In contrast to previous reports in start-of-treatment HBeAg-negative patients, treatment cessation did not increase the chance of subsequent HBsAg loss in our cohort. In long-term virally suppressed, start-of-treatment HBeAg-negative patients, treatment cessation has been suggested to reinvigorate immune responses leading to subsequent HBsAg loss [13]. HBeAg seroconversion marks improved immune control [3]. As such, patients with a recent NA-induced HBeAg seroconversion may be prone to clear HBsAg through this improved immune control, regardless of treatment cessation.

Interestingly, irrespective of treatment cessation, Caucasian patients had a >6-fold increased chance of HBsAg loss compared to other ethnicities, which comprised almost half of the entire cohort. Previous studies corroborate an up to 2.8-fold lower chance of HBsAg loss in Asian patients during the natural history of a CHB infection [25,26]. In a subgroup (n = 48) of our cohort with an available HBV genotype, this ethnic difference in HBsAg loss rates was not related to the HBV genotype. Host factors such as Human Leukocyte Antigen (HLA) polymorphisms may evidently contribute to the observed differences in HBsAg loss rates [27]. Polymorphisms of Major Histocompatibility Complex class II proteins, have been shown to be associated with HBV persistence, seroconversion, seroclearance, and disease progression, but only in patients with a certain ethnic background. For example, the HLA-DR polymorphism rs 9277535 (550 A/G) is strongly associated with chronic hepatitis B and its outcomes in Asian, but not in African-American or Caucasian patients [15,16].

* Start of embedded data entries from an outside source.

PR #3250, opened 2026-03-25
Fix abort when binding response streams to a failed socket

amoxic:

Issue Number: resolves #3245

Problem Summary:

When a peer disconnects after `StreamAccept()` succeeds but before the RPC response binds the response stream to the host socket, `Socket::AddStream()` can fail inside `Stream::SetHostSocket()`. The previous code treated this as an impossible state and aborted the server with `CHECK(false)`.

This PR turns that path into a normal runtime failure so the current RPC/stream is failed and the server process stays alive.

Changed:
- Make `Stream::SetHostSocket()` return `-1` with `errno` instead of aborting when `Socket::AddStream()` fails.
- Handle response stream bind failures in `SendRpcResponse()` by setting controller failure, failing the affected stream(s), and returning early.
- Keep response write completion joined through a scope guard so tracing data is still finalized on early returns.
- Add unit tests for `SetHostSocket()` failure and the server-side disconnect-before-response path.

Side effects:
- Performance effects:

Although this is, to our knowledge, the largest real-life, multi-ethnic cohort study as of today assessing HBsAg loss in patients with NA treatment-induced HBeAg seroconversion, still there are some limitations. First, the study design was intrinsically retrospective. As such, a variation in the number of lab values available per patient cannot be overcome and the duration of infection was mostly unknown. In addition, HBV genotypes were available in only 48 patients as HBV genotyping was mostly not performed during routine clinical practice. Nonetheless, most patients were followed-up every three to six months according to international guidelines and the age at the start of treatment was not associated with HBsAg loss in multivariate modelling. Second, we pooled patients from 20 centres in Belgium, the Netherlands, and Canada over a long period of time (1998–2016), possibly resulting in a heterogeneous study population. Nevertheless, data were collected in a systematic manner in all centres and correction of the statistical analyses for possible heterogeneity did not influence the results. Third, the group continuing treatment contained significantly more cirrhotic patients, was more frequently treated with second-generation NA and had a shorter follow-up time. However, because (1) cirrhosis and the type of NA were not associated with HBsAg loss in our Cox regression model, (2) propensity score-adjusted Cox regression analysis to correct for differences in NA type and cirrhosis status yielded similar results (Table S1), and (3) Cox regression analyses and Kaplan–Meier curves inherently correct for a difference in follow-up time, we are convinced that this unbalance did not impact our results.

In conclusion, ethnicity is the most important determinant for HBsAg loss after NA-induced HBeAg seroconversion, with an up to six-fold increased chance of HBsAg loss in Caucasian compared to non-Caucasian patients, irrespective of treatment cessation and consolidation treatment duration. Further prospective studies should unravel the immunological events in order to improve functional cure rates of future HBV antivirals.